_INSTRUCTIONS TO FOLLOW:_
Each line of the entries, from the first to the line containing "Actions for [Edit", is to be transcribed exactly as it stands; include no other lines.

_DATA RECORDS:_
PR #2404, opened 2017-09-06
feat(CosmosPackageActions): implement service/describe action

ahoskins:
**Epic**: Actions for [Edit Configuration Settings](https://jira.mesosphere.com/browse/DCOS-17721).

**Summary**: Adds support for `service/describe` endpoint, used for getting information of a running cosmos service. This is very similar to the `package/describe`, which is used to get package data in catalog. 

**Quick description**: The full new endpoint path is `/cosmos/service/describe`. This is different than the rest of the Cosmos API that is under the `/package` root path. The `contentType` and `Accept` header are also slightly different than the rest of the cosmos API. The endpoint accepts a body that looks like this: `{  appId: /hdfs }`. 

Closes DCOS-18199. 

**Checklist**
- [x] Did you add a JIRA issue in a commit message or as part of the branch name?
- [x] Did you add new unit tests?
- [ ] Did you add new integration tests?
- [ ] If this is a regression, did you write a test to catch this in the future?

PR #2405, opened 2017-09-06
feat(CosmosPackagesStore): implement service/describe in store

ahoskins:
~⚠️  *Depends on #2404 (provides the actions)*~

**Epic**: Store support for [Edit Configuration Settings](https://jira.mesosphere.com/browse/DCOS-17721).

**Summary**: Adds support to cosmos store for `service/describe` endpoint.

**Quick description**: expose a new method `.fetchServiceDescription()` on the cosmos packages store. A successful result of this will be just like `.fetchPackageDescription()` - it will set the `packageDetails` field in the store. The component (not built yet) can then use this the populate its form.
  
Closes DCOS-18200. 

**Checklist**


src/js/stores/CosmosPackagesStore.js
```diff
@@ -78,7 +82,10 @@ class CosmosPackagesStore extends GetSetBaseStore {
         repositoryAddSuccess: COSMOS_REPOSITORY_ADD_SUCCESS,
         repositoryAddError: COSMOS_REPOSITORY_ADD_ERROR,
         repositoryDeleteSuccess: COSMOS_REPOSITORY_DELETE_SUCCESS,
-        repositoryDeleteError: COSMOS_REPOSITORY_DELETE_ERROR
+        repositoryDeleteError: COSMOS_REPOSITORY_DELETE_ERROR,
+
+        cosmosServiceDescriptionSuccess: COSMOS_SERVICE_DESCRIBE_CHANGE,
```
ahoskins: I will rename this. With this name, the StoreMixin names the callback `onCosmosPackagesStoreCosmosServiceDescriptionSuccess()`...which is incredibly wordy.

ahoskins:
Alfred please test this

src/js/stores/CosmosPackagesStore.js
```diff
@@ -87,7 +91,10 @@ class CosmosPackagesStore extends GetSetBaseStore {
         repositoryAddSuccess: COSMOS_REPOSITORY_ADD_SUCCESS,
         repositoryAddError: COSMOS_REPOSITORY_ADD_ERROR,
         repositoryDeleteSuccess: COSMOS_REPOSITORY_DELETE_SUCCESS,
-        repositoryDeleteError: COSMOS_REPOSITORY_DELETE_ERROR
+        repositoryDeleteError: COSMOS_REPOSITORY_DELETE_ERROR,
+
+        serviceDescriptionSuccess: COSMOS_SERVICE_DESCRIBE_CHANGE,
```
weblancaster: not big deal but based on the other constants shouldn't this be `COSMOS_SERVICE_DESCRIBE_SUCCESS`?

src/js/stores/CosmosPackagesStore.js
```diff
@@ -355,6 +372,18 @@ class CosmosPackagesStore extends GetSetBaseStore {
     this.emit(COSMOS_REPOSITORIES_SUCCESS);
   }
 
+  processServiceDescriptionSuccess(cosmosPackage, name) {
```
weblancaster: Why are we using this method to do the same thing as `processPackageDescriptionSuccess`?

src/js/stores/CosmosPackagesStore.js
```diff
@@ -355,6 +372,18 @@ class CosmosPackagesStore extends GetSetBaseStore {
...
+    this.set({ packageDetails: cosmosPackage });
+
+    this.emit(COSMOS_SERVICE_DESCRIBE_CHANGE, name);
+  }
+
+  processServiceDescriptionError(error, name) {
```
weblancaster: seems like you have this method `processPackageDescriptionError `

src/js/stores/CosmosPackagesStore.js
ahoskins: The only different is the emitted event. I think they should be kept using their own separate methods.

src/js/stores/CosmosPackagesStore.js
ahoskins: Same as above. The emitted event is different.

src/js/stores/CosmosPackagesStore.js
ahoskins: `COSMOS_SERVICE_DESCRIBE_CHANGE` follows the same naming as the existing `COSMOS_DESCRIBE_CHANGE`. These are "sister" endpoints, so I think current naming makes sense.

ahoskins: Judging from this file, we seem to use "success" when an action was performed that affects the cluster, and we use "change" when fetching some kind of state.

src/js/stores/CosmosPackagesStore.js
ahoskins: Talked offline and decided we will introduce a new field `serviceDetails` to make this nicer.

src/js/components/modals/InstallPackageModal.js
```diff
@@ -61,7 +61,7 @@ class InstallPackageModal
         name: "cosmosPackages",
         events: [
           "descriptionError",
```
MatApple: We need to change the `descriptionError` too don't we?

ahoskins: Yes, good catch

ahoskins:
@MatApple I only grepped for `descriptionSuccess` and `descriptionError` within `dcos-ui` and `dcos-ui-plugins-private`. There is no other repo that would use these events, right?

MatApple:
@ahoskins no other repos 👍

MatApple:
💯

PR #2406, opened 2017-09-07
DCOS-12802: Introduce Jenkinsfile

orlandohohmeier:
Introduce Jenkinsfile to use Jenkins Pipelines and track and test different build/test configurations.
The current configuration will provision an agent using the `Dockerfile` and then lint, build and test the UI.

Closes DCOS-12802

### DIFF
--- a/Jenkinsfile
+++ b/Jenkinsfile
@@ -1,0 +1,142 @@
+#!/usr/bin/env groovy
+pipeline {
+  agent {
+    dockerfile {
+      args  '--shm-size=1g'
+    }
+  }
+
+  environment {
+    JENKINS_VERSION = 'yes'
+    NODE_PATH = 'node_modules'
+  }
+
+  options {
+    timeout(time: 1, unit: 'HOURS')
+  }
+
+  stages {
+    stage('Initialization') {
+      steps {
+        ansiColor('xterm') {
+          retry(2) {
+            sh '''npm --unsafe-perm install'''
+          }
+
+          sh '''npm run scaffold'''
+        }
+      }
+    }
+
+    stage('Lint') {
+      steps {
+        ansiColor('xterm') {
+          sh '''npm run lint'''
+        }
+      }
+    }
+
+    stage('Unit Test') {
+      steps {
+        ansiColor('xterm') {
+          sh '''npm run test -- --coverage'''
+        }
+      }
+
+      post {
+        always {
+          junit 'jest/test-results/*.xml'
+          step([$class             : 'CoberturaPublisher',
+                autoUpdateHealth   : false,
+                autoUpdateStability: false,
+                coberturaReportFile: 'coverage/cobertura-coverage.xml',
+                failUnhealthy      : true,
+                failUnstable       : true,
+                maxNumberOfBuilds  : 0,
+                onlyStable         : false,
+                sourceEncoding     : 'ASCII',
+                zoomCoverageChart  : false])
+        }
+      }
+    }
+
+    stage('Build') {
+      steps {
+        ansiColor('xterm') {
+          sh '''npm run build-assets'''
+        }
+      }
+
+      post {
+        always {
+          stash includes: 'dist/*', name: 'dist'
+        }
+      }
+
+    }
+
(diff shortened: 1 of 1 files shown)


Jenkinsfile
```diff
@@ -0,0 +1,115 @@
...
+    stage('Build') {
+      steps {
+        ansiColor('xterm') {
+          sh '''npm run build-assets'''
+        }
+        stash includes: 'dist/*', name: 'dist'
+      }
+    }
+
+    stage('Integration Tests') {
```
weblancaster: I believe we would benefit a lot in performance if we use the `parallel` feat from jenkins pipeline.
The places I believe we can use is `Lint` `Unit test` `Integration tests` and `System test`

What you think @orlandohohmeier 

for more info: https://www.cloudbees.com/blog/parallelism-and-distributed-builds-jenkins

Jenkinsfile
```diff
@@ -0,0 +1,115 @@
...
+    dockerfile true
+  }
+
+  environment {
+    JENKINS_VERSION = 'yes'
+    NODE_PATH = 'node_modules'
+  }
+
+  options {
+    timeout(time: 2, unit: 'HOURS')
```
weblancaster: 2hrs is incredibly long, especially for our code base. I would expect 1hr max.

weblancaster: If there is a specific stage that we need to timeout we could only add to that stage.

weblancaster:
@orlandohohmeier I left some comments, other than that looks good and I'm excited for us to introduce Jenkinsfile pipeline (especially if we decrease the time it takes to run).

Jenkinsfile
orlandohohmeier: @weblancaster I had a version that used parallel steps, but ran into memory issues as all of these test are executed on the same machine if we don't use the `node` directive to schedule the work on a different nodes and I haven't figured out how to share the initially build docker image which results in rather long bootstrap times and thus is not faster than running these synchronously. Anyway, I'll continue investigating ways to improve the performance and build time and really appreciate your comments and ideas.

Jenkinsfile
orlandohohmeier: You're right that 2 hours is quite long and our builds should complete after 30 mins on average. I'll reduce the general timeout to 1 hour as it should be ok to flag a build that takes longer as a failure.

Jenkinsfile
weblancaster: Ok cool, thanks for the feedback.

Jenkinsfile
weblancaster: Thanks!

nLight:
What do we need to do to make this happen?

orlandohohmeier:
@nLight I need to further investigate why our jest workers (unit tests) or the chrome renderer (integration tests) fail. I thought it's a resource issue, but the agent should have enough resources. I'll continue to experiment with different configurations and will look into ways to better debug the failure. If anyone has an idea how to solve the issues please don't hesitate to adjust our Jenkins setup or this PR.

Dockerfile
```diff
@@ -33,6 +33,10 @@ RUN set -x \
   # Post-install java certificates
   /var/lib/dpkg/info/ca-certificates-java.postinst configure \
 
+ # Install npm dependencies
+  && cd /dcos-ui \
+  && npm install -g git://github.com/johntron/http-server.git#proxy-secure-flag \
```
nLight: I'd rather see python3 http-server here...

nLight:
`ENOMEM: not enough memory, read` for linting command

nLight:
Alfred test this

orlandohohmeier:

Jenkinsfile
```diff
@@ -0,0 +1,142 @@
...
+      post {
+        always {
+          archiveArtifacts 'cypress/**/*'
+          junit 'cypress/*.xml'
+        }
+      }
+    }
+
+
+//    stage('System Test') {
```
nLight: It's ok to have this part commented out

nLight:
@weblancaster please consider ✅

PR #1323, opened 2017-03-17
Added names to Threads, where possible

gmt2001:


IllusionaryOne:
Downloaded locally, tested in jvisualvm and netbeans.

PR #1328, opened 2017-03-19
Updated deathcounter module

lbarnett83:
Unless I've missed something, the getArguments() was unnessecary.  Tested and working


BrandenB:
Thanks!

_SOLUTION BELOW:_
PR #2404, opened 2017-09-06
feat(CosmosPackageActions): implement service/describe action

ahoskins:
**Epic**: Actions for [Edit Configuration Settings](https://jira.mesosphere.com/browse/DCOS-17721).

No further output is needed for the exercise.